I have a formula that uses floats. I’d like to make it float free, and use ints only. Ideas?

The float version:

variables:

Where num = 2300, bin will return 93

// convert mm to bin numbers
int convert() {
float mm;
float maxmm = 2.330;
float range = .003;
float jump = .004;
int maxl = 100;
mm = (float)num/1000;
float formula = round((((maxmm-(range/2.000))-mm)/jump));
int f;
f = (int)formula;
int bin = maxl-f;
return bin;
}

You have to decide on the precision you want, and then multiply everything by that.

So, let's say you want a 3 decimal precision - you'd pick a multiply factor of 1000.

Representing 9 would be 9000. Representing 0.004 would be 4.

Then, at the end, divide the whole answer by the scaling factor.

// convert mm to bin numbers
int convert(int num) {
long convnum;
long mm;
int maxmm = 2330;
int range = 3;
int jump = 4;
long maxl = 100000;
convnum = num * 1000; // scale it
mm = num/1000; // Yes, this makes the previous line redundant - but only for a scaling of 1000.
long formula = (((maxmm-(range/2))-mm)/jump);
return formula/1000;
}

Of course, I don't know if this actually works, as I haven't tested it, but you get the idea (I hope)

float maxmm = 2.330;
float range = .003;
float jump = .004;
int maxl = 100;

If they are constants, you can calculate the result, then your formula will be easier.

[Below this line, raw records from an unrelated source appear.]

PR #707, opened 2026-03-30
Inlining assertions should keep metadata

### LINKED ISSUE #706: Inlining assertions should keep metadata
Currently in procedure inlining, we keep the metadata of assertions.
However, we need to combine the two metadata, one for the original source, and one for the original place where the procedure was called.
That way, the reported error can be primarily at the procedure call, and the secondary position would be the original assert metadata. The procedure call metadata is the most important to report. There are already a few tests that use procedure inlining in python with pyspec. We should update their output so that we demonstrate that we display the metadata of the call site first but with the error message of the original assertion. We can then display related positions.

MikaelMayer:
Fixes #706

During procedure inlining, assertions in the callee body now carry the call site metadata as the primary file range, with the original assertion location stored as a related file range. This allows error reporting to show the procedure call location first, with the original assertion as a related position.

- Added `relatedFileRange` metadata field and `setCallSiteFileRange` helper to combine call site and original assertion metadata
- Updated `ProcedureInlining.inlineCallCmd` to set call site metadata on inlined assertions, assumes, and covers
- Display related positions in `pyAnalyze` and `pyAnalyzeLaurel` output
- Added `RelatedLocation` to SARIF output for related positions
- Updated SARIF test expected outputs for the new `relatedLocations` field

Tested: existing tests pass, SARIF test outputs updated.

### DIFF
--- a/Strata/Util/Sarif.lean
+++ b/Strata/Util/Sarif.lean
@@ -103,7 +103,9 @@ structure Result where
   level : Level
   message : Message
   locations : Array SarifLocation := #[]
-  /-- Related locations (e.g., original assertion location when inlined) -/
+  /-- Related locations (e.g., original assertion location when inlined).
+      Order follows the call stack: the innermost (most deeply inlined) location
+      comes first. Each element's `id` field is 1-indexed and matches its position. -/
   relatedLocations : Array RelatedLocation := #[]
   /-- Tool-specific properties (SARIF property bag) -/
   properties : PropertyBag := {}


Strata/DL/Imperative/MetaData.lean
```diff
@@ -250,6 +250,29 @@ def MetaData.formatFileRangeD {P : PureExpr} [BEq P.Ident] (md : MetaData P) (fi
   | some fr => fr.format fileMap includeEnd?
   | none => f!""
 
+/-- Metadata field for a related file range (e.g., the original assertion location
+    when the primary file range points to the call site after inlining). -/
+def MetaData.relatedFileRange : MetaDataElem.Field P := .label "relatedFileRange"
```
MikaelMayer, line 257: There might be more than one inlining, so related file ranges should be ordered. For every inlining, the related file ranges should shift as well.

Strata/DL/Imperative/MetaData.lean
```diff
@@ -250,6 +250,29 @@ def MetaData.formatFileRangeD {P : PureExpr} [BEq P.Ident] (md : MetaData P) (fi
...
+
+/-- Get the related file range from metadata, if present. -/
+def getRelatedFileRange {P : PureExpr} [BEq P.Ident] (md: MetaData P) : Option FileRange := do
```
MikaelMayer: There might be more than one related file range.

StrataTest/Languages/Core/Tests/SarifOutputTests.lean
```diff
@@ -293,23 +293,23 @@ def makeVCResult (label : String) (outcome : VCOutcome)
...
   let vcResults : VCResults := #[makeVCResult "test_unknown" (VCOutcome.mk .unknown .unknown)]
   let sarif := vcResultsToSarif .deductive files vcResults
   Strata.Sarif.toJsonString sarif
 
-/-- info: "{\"runs\":[{\"results\":[{\"level\":\"error\",\"locations\":[],\"message\":{\"text\":\"Unknown (solver timeout or incomplete)\"},\"properties\":{\"propertyType\":\"assert\"},\"ruleId\":\"test_error\"}],\"tool\":{\"driver\":{\"informationUri\":\"https://github.com/strata-org/Strata\",\"name\":\"Strata\",\"version\":\"0.1.0\"}}}],\"schema\":\"https://raw.githubusercontent.com/oasis-tcs/sarif-spec/master/Schemata/sarif-schema-2.1.0.json\",\"version\":\"2.1.0\"}" -/
+/-- info: "{\"runs\":[{\"results\":[{\"level\":\"error\",\"locations\":[],\"message\":{\"text\":\"Unknown (solver timeout or incomplete)\"},\"properties\":{\"propertyType\":\"assert\"},\"relatedLocations\":[],\"ruleId\":\"test_error\"}],\"tool\":{\"driver\":{\"informationUri\":\"https://github.com/strata-org/Strata\",\"name\":\"Strata\",\"version\":\"0.1.0\"}}}],\"schema\":\"https://raw.githubusercontent.com/oasis-tcs/sarif-spec/master/Schemata/sarif-schema-2.1.0.json\",\"version\":\"2.1.0\"}" -/
```
MikaelMayer, line 311: Nice to update this but I would like to see a test that displays related locations. Look into the python specification tests, there is a place where we inline a procedure. Look at StrataTest/Languages/Python/AnalyzeLaurelTest.lean  and messages like `Storage_Storage_put_item_assert(0)_9: ✔️ always true if reached (Required parameter 'Bucket' is missing)`.
First you should update the messages to include line and column number and remove the assertion names that are not human-readable. Then verify that with your approach, it indicates the assertion's line and column number to be at the call site.

Strata/DL/Imperative/MetaData.lean
MikaelMayer: Updated `setCallSiteFileRange` to support multiple inlinings. It now collects existing related file ranges, clears them, prepends the current primary range as the first related range, then appends the previously existing related ranges. This preserves ordering: the most recent inlining's original location comes first, followed by earlier ones.

Strata/DL/Imperative/MetaData.lean
MikaelMayer: Changed `getRelatedFileRange` (returning `Option FileRange`) to `getRelatedFileRanges` (returning `Array FileRange`), which collects all metadata elements with the `relatedFileRange` field. Updated all callers: SARIF output now emits all related locations with sequential IDs, and the CLI output formats all related positions.

StrataTest/Languages/Core/Tests/SarifOutputTests.lean
MikaelMayer: Added a SARIF test that constructs metadata with `setCallSiteFileRange` (simulating inlining) and verifies the related location appears in the SARIF JSON output with the correct line/column.

Regarding the Python spec test updates (updating messages to include line/column, removing non-human-readable assertion names, and verifying call site location through the full pipeline) — this is a larger change that touches the Python pipeline output formatting. I can tackle that as a follow-up if you'd like, or address it in this PR with more guidance on the expected output format.

MikaelMayer: The change would likely touch only one file which is the one containing the line I told you above. I'm not talking about changing the output of every python file. What i would like is to see the above transformed to
```
file(line,column): ✔️ always true if reached (Required parameter 'Bucket' is missing). Related locations: file(line,column) file(line,column)
```
etc.

MikaelMayer: We forgot to address this comment.

StrataTest/Languages/Core/Tests/SarifOutputTests.lean
```diff
@@ -323,4 +330,18 @@ def makeVCResult (label : String) (outcome : VCOutcome)
...
+#guard_msgs in
+#eval
+  -- Simulate inlining: original assertion at byte 0 (line 1), call site at byte 13 (line 2)
+  let origMd := makeMetadataAt "/test/caller.st" 0
+  let callSiteMd := makeMetadataAt "/test/caller.st" 13
+  let inlinedMd := origMd.setCallSiteFileRange callSiteMd
+  let files := makeFilesMap "/test/caller.st"
+  let vcResults : VCResults := #[makeVCResult "inlined_assert" (VCOutcome.mk .unsat (.sat [])) inlinedMd]
+  let sarif := vcResultsToSarif .deductive files vcResults
+  Strata.Sarif.toJsonString sarif
```
MikaelMayer, line 345: We can keep this unit test, but what I want to see is an actual end-to-end test that will ACTUALLY perform inlining of an assertion and verify that the result is printed WITH the relative location. Not SARIF output, regular output.

MikaelMayer: Added an end-to-end test that:
1. Defines a Core program with `callee` (containing `assert false`) and `caller` (which calls `callee`)
2. Translates via `Core.getProgram`, inlines via `Core.inlineProcedures`, verifies via `Core.verifyProgram`
3. Checks that the VCResult for the inlined assertion has non-empty `relatedFileRanges` metadata, confirming the original assertion location is preserved through the full pipeline

The test output shows:
```
willFail: ❌ fail
  Related location: original assertion in callee
```

StrataTest/Languages/Core/Tests/SarifOutputTests.lean
```diff
@@ -344,4 +345,40 @@ def makeVCResult (label : String) (outcome : VCOutcome)
...
+    EIO.toIO (fun e => IO.Error.userError e)
+      (Strata.Core.verifyProgram inlined
+        { Core.VerifyOptions.default with verbose := .quiet }
+        (proceduresToVerify := some ["caller"]))
+  let mut output := ""
+  for vcr in vcResults do
+    output := output ++ s!"{vcr.obligation.label}: {vcr.formatOutcome}"
+    let related := Imperative.getRelatedFileRanges vcr.obligation.metadata
+    if !related.isEmpty then
+      output := output ++ s!"\n  Related location: original assertion in callee"
```
MikaelMayer: This is not a Sarif test. Find out where to place it elsewhere.
Also, we don't see the offset. I think you should compute the offset difference and display it at least so that we know that there are two reporting locations relative to each other in this test.

MikaelMayer: Moved the end-to-end inlining test to a new file `InlineAssertionMetadataTest.lean`. The test now displays both the call site offset and the original assertion offset along with their delta, so we can see the two distinct reporting locations are at different positions (e.g. call site at 622, original assertion at 559, delta 63).

StrataTest/Languages/Core/Tests/InlineAssertionMetadataTest.lean
```diff
@@ -0,0 +1,57 @@
...
+program Core;
+procedure callee() returns () {
+  assert [willFail]: false;
+};
+procedure caller() returns () {
+  call callee();
+};
+#end
+
+/-- info: "willFail: ❌ fail\n  Call site offset: 622, Original assertion offset: 559 (delta: 63)" -/
```
MikaelMayer: I want this to be
```suggestion
/-- info: "willFail: ❌ fail\n Assertion is 63 characters after the related location" -/
```

MikaelMayer: Updated the output format to show `Assertion is 63 characters after the related location` instead of raw offsets. Build passes.

Strata/Util/Sarif.lean
```diff
@@ -89,13 +89,22 @@ structure PropertyBag where
...
+
 /-- SARIF result representing a single verification result -/
 structure Result where
   /-- Stable identifier of the rule that was evaluated to produce the result --/
   ruleId : String
   level : Level
   message : Message
   locations : Array SarifLocation := #[]
+  /-- Related locations (e.g., original assertion location when inlined) -/
+  relatedLocations : Array RelatedLocation := #[]
```
aqjune-aws, line 109: Could you leave a short comment explaining whether the order of elements in this array is important, and if true, how is the order determined?

Strata/DL/Imperative/MetaData.lean
```diff
@@ -250,6 +250,40 @@ def MetaData.formatFileRangeD {P : PureExpr} [BEq P.Ident] (md : MetaData P) (fi
   | some fr => fr.format fileMap includeEnd?
   | none => f!""
 
+/-- Metadata field for a related file range (e.g., the original assertion location
+    when the primary file range points to the call site after inlining). -/
+def MetaData.relatedFileRange : MetaDataElem.Field P := .label "relatedFileRange"
```
aqjune-aws, line 257: Let's leave a comment here mentioning that there can be multiple `MetaData.relatedFileRange` fields due to multiple inlinings.

Strata/DL/Imperative/MetaData.lean
```diff
@@ -250,6 +250,40 @@ def MetaData.formatFileRangeD {P : PureExpr} [BEq P.Ident] (md : MetaData P) (fi
...
+
+/-- Get all related file ranges from metadata, in order. -/
```
aqjune-aws: Could you comment that the returned Array's order is determined by the call stack and where the innermost call is placed in the array?

Strata/DL/Imperative/MetaData.lean
MikaelMayer: Added a comment to the docstring mentioning that there can be multiple `relatedFileRange` fields due to multiple levels of inlining.

Strata/DL/Imperative/MetaData.lean
MikaelMayer: Added a comment to the docstring explaining that the array order is determined by the call stack, with the innermost (most deeply inlined) call first.

Strata/Util/Sarif.lean
MikaelMayer: Added a docstring comment explaining that the order follows the call stack (innermost/most deeply inlined location first) and that each element's `id` is 1-indexed matching its position.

After that, you can multiply everything in order to eliminate decimals.

probably does not do what is intended. Working with integers requires a bit thinking about intermediate results, underflow and overflow. float arithmetics make us a bit lazy

jorgepl, different sections of the program have different constants based on what gear family you are testing (ok, so that kind of makes them variables, doesn’t it? My bad). You are still using floats in that formula.

I’ve attached the complete sketch so you can see how it’s being used. I’m trying to speed things up by eliminating float arithmatic, since I can put an int in, and get an int out.